THE PROBLEM:
Quote the records below word for word, please, from the very first line through the one that contains "## What you did", and nothing beyond it.

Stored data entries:
------

PR #18023, opened 2025-02-24
Make asset watcher work when path contains "../"

### LINKED ISSUE #18022: Asset watcher fails to update assets when path contains "../"
## Bevy version
Version 0.15.2

## What you did

My bevy app is a folder in a workspace, and the asset folder is in the workspace root. I initialize the `AssetPlugin` like this:
```rust
app.add_plugins(AssetPlugin {
    file_path: "../assets".to_string(),
    ..default()
});
```

Then while the app is running, I altered an image in the asset directory.
## What went wrong

Whenever an asset updates, a panic occurs: (edited)
```
thread 'notify-rs debouncer loop' panicked at <home-folder>/.cargo/registry/src/index.crates.io-1949cf8c6b5b557f/bevy_asset-0.15.2/src/io/file/file_watcher.rs:51:9:
FileWatcher::get_asset_path() failed to strip prefix from absolute path: absolute_path="<path-to-workspace>/my-app/../assets/gui/buttons.png", root="<path-to-workspace>/assets"
```
In a project with a different folder layout, the asset updates instead.

## Additional information

I cloned bevy and changed the `FileEventHandler::get_path` function to this:
```
    fn get_path(&self, absolute_path: &Path) -> Option<(PathBuf, bool)> {
        let absolute_path = absolute_path.canonicalize().unwrap();
        Some(get_asset_path(&self.root, &absolute_path))
    }
```
This is on line 264 of `bevy_assets/src/io/file/file_watcher.rs`. This fixed the issue

I also tested several of bevy's examples with the file_watcher feature and it worked as expected in all cases, so I believe this change is a complete solution to the issue.

Threadzless:
# Objective

Fixes #18022

## Solution

Canonicalize asset paths

## Testing

I ran the examples `sprite`, `desk_toy` and `game_menu` with the feature `file_watcher` enabled. All correctly updated an asset when the source file was altered.


alice-i-cecile (approved):

andriyDev (approved):

mcobzarenco:
I was wondering if this patch allows one to escape assets/ and access arbitrary paths by writing ../../.. etc.

viridia:
Different threat model. Use of std::fs implies adversarial Rust code, which is not something we can prevent. However, adversarial file paths could be introduced by a mod or script, not controlled by the original author.

Threadzless:
Its plausible a mod/script could hijack the AssetServer to load any file on the system. I'll look into it tomorrow, and open a new issue if I find a way to do it.

alice-i-cecile:
@viridia @andriyDev @cart, do y'all have opinions on whether this should be supported? I'm a little leery about the threat model raised above, but I also don't like the current fairly silent breakage.

andriyDev:
My ideal would be to allow "../" in paths for asset sources but not for asset paths. So you should be able to create an asset source like `AssetSourceBuilder::platform_default("../my_shared_assets", None)`, But that wouldn't let you do `asset_server.load("../freedom_muahaha.txt")`.

We can probably just achieve this by canonicalizing the asset path when building the source for that though.

viridia:
As far as I know, the Bevy project hasn't taken an official stance on security matters; if you read the page on the Bevy website that talks about the core principles of the engine, security isn't mentioned as a project goal.

However, security is very much a concern of the Rust language, and given that part of the reason for choosing Bevy is to choose Rust, I think both we and our users would sleep better at night if we did try to limit potential vulnerabilities in the code. While many game developers may not care about this issue, there are some who will (especially in the context of multiplayer).

When we talk about securing relative paths, we have to first ask what those paths are relative to. An asset root should be a sandbox from which relative paths cannot escape. However, not all paths are relative to asset roots (such as the location of the user preferences directory) and thus won't be sandboxed.

For mods and scripts, we would want to restrict embedded asset paths to only be relative to some asset root.

cart:
I don't think this would be the end of the world. But I'll also note that the asset system at large (and especially the asset processor) requires resolving paths to a canonical absolute path, to ensure everything is updated appropriately when an asset changes. A relative path that escapes the mounted root does not really have a canonical absolute path

I do think that treating an asset root as "inescapable" is nice from both a security standpoint and an addressability standpoint and this is probably the path forward. I agree that being able to define asset sources with a relative path should be valid.

mockersf:
It's already possible to escape, and it works well 👍 
This PR only fixes it when using file watching to hot reload something with "../"

cart:
> It's already possible to escape, and it works well 👍

Yup I'm aware. I also think that should be reigned in, but thats definitely not something to be resolved here. Given that it is my inclination to be stricter about asset paths, I was content with keeping it locked down here. But I do see the argument that we should make the existing state of affairs work consistently throughout Bevy. I won't stand in the way of merging here. But at some point in the future I'll probably reopen this conversation with a more global scope.

alice-i-cecile:
I think we should make the "can you escape the assets folder" a more global setting: some applications (and some uses within those appliocations) will want this behavior, but others will not. Since this particular PR fixes a subset of valid behavior (looking up within the assets root folder), without opening up a *new* hole, I think we should go ahead and merge this as a bug fix and keep talking about the big picture in the linked issue.

PR #945, opened 2024-01-05
add property based test for multilabel classification 

aditya1503:
## Summary

> 🎯 **Purpose**: Add property based tests for Multi-label
he goal is to incorporate property-based tests for multi-label functionality. Specifically, this test case focuses on replicating a scenario where label == pred_label and is_issue is true during the data generation step. (where probabilities are close to 0.5) 

current code will fail until #950  is merged in
Screenshot 2024-01-09 at 12 53 04 PM

## To-Do

- [x] These tests will pass once https://github.com/cleanlab/cleanlab/pull/950 is merged into Master


tests/test_multilabel_classification.py
```diff
@@ -17,23 +17,27 @@
 
 import itertools
 import typing
+
```
jwmueller, line 20: [nit] group all hypothesis imports together

tests/test_multilabel_classification.py
```diff
@@ -718,3 +722,66 @@ def test_invalid_alpha(self):
...
+    def test_find_label_issues(self, data):
+        true_labels, noisy_labels, pred_probs = data
+        noisy_labels_list = onehot2int(noisy_labels)
+        is_issue = filter.find_label_issues(
+            labels=noisy_labels_list, pred_probs=np.array(pred_probs)
+        )
+        threshold = 0.5
+        pred_labels = (pred_probs > threshold).astype(int)
+        equal_pred = np.where(np.all(pred_labels == noisy_labels, axis=1), True, False)
+        assert sum(equal_pred & is_issue) == 0
```
jwmueller, line 787: can you also repeat this test (to ensure suggested != given label whenever is_issue=True) where you make some of the one-vs-rest pred_probs exactly equal to 0.5?

Say one binary classification problem, where you treat it as a multi-label problem and you set all pred_probs = 0.5

Say one 3-class multi-label problem where you set a few  pred_probs = [0.5, 0.25, 0.25]

In these cases, the labels can come from the same property-based test; doesn't matter too much where they come from.

tests/test_multilabel_classification.py
```diff
@@ -718,3 +722,66 @@ def test_invalid_alpha(self):
...
+                max_size=num_classes,
+            ),
+            min_size=num_samples,
+            max_size=num_samples,
+        )
+    )
+    return true_labels, noisy_labels, np.array(pred_probs)
+
+
+class TestCleanlab:
```
jwmueller, line 776: any reason for this particular naming?

requirements-dev.txt
```diff
@@ -1,7 +1,7 @@
 # Python dependencies for development
 coverage != 6.3, != 6.3.*
 datasets
-hypothesis[numpy]
```
elisno, line 4: Why is the `numpy` extra being removed?

aditya1503: I thought hypotheses will cover everything including numpy, will add this as as separate comment

tests/test_multilabel_classification.py
aditya1503: I'll change

tests/test_multilabel_classification.py
aditya1503: ok, hypotheses covers then exact 0.5 case, but it's good to have one outside

jwmueller: I don't understand what you are saying here. I was requesting to add 2 additional tests. 

The current test looks to me like it's just using randomly generated pred_probs. If I'm misunderstanding that, please help me better understand it!

tests/test_multilabel_classification.py
```diff
@@ -718,3 +722,66 @@ def test_invalid_alpha(self):
...
+    @given(cleanlab_data_strategy())
+    def test_find_label_issues(self, data):
+        true_labels, noisy_labels, pred_probs = data
```
jwmueller, line 779:
```suggestion
        true_labels, noisy_labels, pred_probs = data
        pred_probs[0,0] = 0.5
```

jwmueller: how about just adding this to ensure at least one pred_prob is exactly 0.5

.github/workflows/ci.yml
```diff
@@ -85,7 +85,7 @@ jobs:
           pip install .
       - name: Install test dependencies
         run: |
-          pip install pytest pytest-lazy-fixture pipdeptree
+          pip install pytest pytest-lazy-fixture pipdeptree hypothesis
```
aditya1503, line 88: hypothesis is being added as a specific test dependency in the test-without-extras-min-versions

requirements-dev.txt
elisno: Oh, right, my mistake. That extra is already covered by`pip install hypothesis`.

tests/test_multilabel_classification.py
```diff
@@ -718,3 +722,71 @@ def test_invalid_alpha(self):
...
+                st.integers(min_value=0, max_value=1),
+                min_size=num_classes,
+                max_size=num_classes,
+            ),
+            min_size=num_samples,
+            max_size=num_samples,
+        )
+    )
+
+    # Generate noise matrix for multi-label
```
elisno, line 749: IIUC, we're flipping an entire one-hot encoded/binarized row this way?

```python
>>> import numpy as np
>>> def flip_labels(label, flip_prob):
...     return 1 - np.array(label) if np.random.rand() < flip_prob else label
... 
>>> true_labels = np.random.randint(0, 2, (6, 4))
>>> true_labels
# array([[0, 0, 0, 1],
#       [1, 1, 0, 1],
#       [0, 0, 0, 0],
#       [1, 1, 0, 0],
#       [1, 0, 0, 1],
#       [1, 0, 0, 1]])
>>> flip_prob = 0.2
>>> noisy_labels = np.array([flip_labels(label, flip_prob) for label in true_labels])
>>> noisy_labels
# array([[0, 0, 0, 1],
#       [1, 1, 0, 1],
#       [0, 0, 0, 0],
#       [1, 1, 0, 0],
#       [0, 1, 1, 0],   # This one is completely flipped
#       [0, 1, 1, 0]])  # This one also.
```

tests/test_multilabel_classification.py
```diff
@@ -718,3 +722,71 @@ def test_invalid_alpha(self):
...
+    flip_prob = 0.2
+    noisy_labels = np.array([flip_labels(label, flip_prob) for label in true_labels])
+
+    # Modify the noisy_labels using your logic
+    for i in range(num_samples):
+        for j in range(num_classes):
+            if draw(st.floats(min_value=0, max_value=1)) < 0.2:
+                noisy_labels[i][j] = 0
```
elisno, line 757: Could you tell me what this is supposed to do? Is the same `flip_prob` being applied here element-wise?

tests/test_multilabel_classification.py
```diff
@@ -718,3 +722,71 @@ def test_invalid_alpha(self):
...
+        st.lists(
+            st.lists(
+                st.integers(min_value=0, max_value=1),
+                min_size=num_classes,
+                max_size=num_classes,
+            ),
+            min_size=num_samples,
+            max_size=num_samples,
+        )
+    )
```
elisno, line 747: Prefer the [(numpy) `arrays` strategy](https://hypothesis.readthedocs.io/en/latest/numpy.html#hypothesis.extra.numpy.arrays) for generating the `true_labels`.

tests/test_multilabel_classification.py
```diff
@@ -718,3 +722,71 @@ def test_invalid_alpha(self):
...
+        st.lists(
+            st.lists(
+                st.floats(min_value=0, max_value=1),
+                min_size=num_classes,
+                max_size=num_classes,
+            ),
+            min_size=num_samples,
+            max_size=num_samples,
+        )
+    )
```
elisno, line 770: Also switch to the arrays strategy mentioned in https://github.com/cleanlab/cleanlab/pull/945/files#r1446033392

tests/test_multilabel_classification.py
```diff
@@ -718,3 +722,71 @@ def test_invalid_alpha(self):
...
+    @settings(deadline=10000)
+    def test_find_label_issues(self, data):
+        true_labels, noisy_labels, pred_probs = data
+        noisy_labels_list = onehot2int(noisy_labels)
+        is_issue = filter.find_label_issues(
+            labels=noisy_labels_list, pred_probs=np.array(pred_probs)
+        )
+        threshold = 0.5
+        pred_labels = (pred_probs >= threshold).astype(int)
+        equal_pred = np.where(np.all(pred_labels == noisy_labels, axis=1), True, False)
```
elisno, line 791: The `np.where(..., True, False)` is redundant.

```suggestion
        equal_pred = np.all(pred_labels == noisy_labels, axis=1)
```

elisno (commented):
Left some comments.

tests/test_multilabel_classification.py
aditya1503: I've changed the code

tests/test_multilabel_classification.py
aditya1503: It's random now (not across entire row), with the Docstring,

tests/test_multilabel_classification.py
```diff
@@ -718,3 +723,61 @@ def test_invalid_alpha(self):
...
+            labels=noisy_labels_list, pred_probs=np.array(pred_probs)
+        )
+        threshold = 0.5
+        predicted_labels = (pred_probs >= threshold).astype(int)
+
+        # Check if predicted labels are the same as noisy labels for each example
+        labels_match = np.all(predicted_labels == noisy_labels, axis=1)
+        
+        # For any example flagged as having an issue, there should be at least one label mismatch
+        assert not np.any(labels_match & is_issue), "Examples with issues must have at least one label mismatch."
```
elisno, line 783: Switch operand order for readability and consistency
```suggestion
        assert not np.any(is_issue & labels_match), "Examples with issues must have at least one label mismatch."
```

jwmueller (approved):
LGTM. Just make the code pass the Format check

elisno (approved):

------

RESPONSE TO THE EXERCISE:
PR #18023, opened 2025-02-24
Make asset watcher work when path contains "../"

### LINKED ISSUE #18022: Asset watcher fails to update assets when path contains "../"
## Bevy version
Version 0.15.2

## What you did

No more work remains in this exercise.